PR #229, opened 2023-03-24
Error message state for destinations.

Nathan-Notifi:
With tooltip content and error message.

in the future, can update this more as the information from the backend becomes more solidified
image

on hover:
image

without tooltip
image

for testing:
- manually update the subscription context original state


packages/notifi-react-card/lib/context/constants.tsx
```diff
@@ -0,0 +1,12 @@
+export type DestinationInputs = {
+  email: string;
+  phoneNumber: string;
+  telegram: string;
+};
```
juni-notifi, line 5: Record<FormField, string>

packages/notifi-react-card/lib/hooks/useNotifiSubscribe.ts
```diff
@@ -138,6 +140,10 @@ export const useNotifiSubscribe: ({
 
       setIsSmsConfirmed(isPhoneNumberConfirmed);
 
+      if (!isPhoneNumberConfirmed) {
+        setPhoneNumberErrorMessage('Invalid number');
+      }
```
juni-notifi, line 145: seeing this makes me feel like there's a lot of undefined state that's giong to be tough to maintain. How hard would it be to re-design the `confirmed` state to use the new "destination error" state?

spitballing off top of my head, but maybe something like
```
type RecoverableError = Readonly<{
  type: 'recoverableError';
  label: string;
  onClick: () => void;
}>;

type UnrecoverableError = Readonly<{
  type: 'unrecoverableError';
  label: string;
  tooltip?: string;
}>;

type DestinationError = UnrecoverableError | RecoverableError;
type DestinationErrors = Record<FormField, DestinationError>;
```

juni-notifi (commented):
Would you mind seeing if we can consolidate the "unverified" state into the same system?

packages/notifi-react-card/lib/hooks/useNotifiSubscribe.ts
Nathan-Notifi: will take a look!

packages/notifi-react-card/lib/context/NotifiFormContext.tsx
```diff
@@ -24,18 +25,13 @@ export type NotifiFormData = Readonly<{
   setTelegramErrorMessage: (value: string) => void;
```
marukohao, line 25: Should the type of the value be DestinationError here?

Nathan-Notifi: for now, no. this is in the formContext so it's handling it a little more simply compared to the subscription context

## TASK STATEMENT
Extract the entries above verbatim.

## WRITTEN ANSWER
PR #229, opened 2023-03-24
Error message state for destinations.

Nathan-Notifi:
With tooltip content and error message.

in the future, can update this more as the information from the backend becomes more solidified
image

on hover:
image

without tooltip
image

for testing:
- manually update the subscription context original state


packages/notifi-react-card/lib/context/constants.tsx
```diff
@@ -0,0 +1,12 @@
+export type DestinationInputs = {
+  email: string;
+  phoneNumber: string;
+  telegram: string;
+};
```
juni-notifi, line 5: Record<FormField, string>

packages/notifi-react-card/lib/hooks/useNotifiSubscribe.ts
```diff
@@ -138,6 +140,10 @@ export const useNotifiSubscribe: ({
 
       setIsSmsConfirmed(isPhoneNumberConfirmed);
 
+      if (!isPhoneNumberConfirmed) {
+        setPhoneNumberErrorMessage('Invalid number');
+      }
```
juni-notifi, line 145: seeing this makes me feel like there's a lot of undefined state that's giong to be tough to maintain. How hard would it be to re-design the `confirmed` state to use the new "destination error" state?

spitballing off top of my head, but maybe something like
```
type RecoverableError = Readonly<{
  type: 'recoverableError';
  label: string;
  onClick: () => void;
}>;

type UnrecoverableError = Readonly<{
  type: 'unrecoverableError';
  label: string;
  tooltip?: string;
}>;

type DestinationError = UnrecoverableError | RecoverableError;
type DestinationErrors = Record<FormField, DestinationError>;
```

juni-notifi (commented):
Would you mind seeing if we can consolidate the "unverified" state into the same system?

packages/notifi-react-card/lib/hooks/useNotifiSubscribe.ts
Nathan-Notifi: will take a look!

packages/notifi-react-card/lib/context/NotifiFormContext.tsx
```diff
@@ -24,18 +25,13 @@ export type NotifiFormData = Readonly<{
   setTelegramErrorMessage: (value: string) => void;
```
marukohao, line 25: Should the type of the value be DestinationError here?

Nathan-Notifi: for now, no. this is in the formContext so it's handling it a little more simply compared to the subscription context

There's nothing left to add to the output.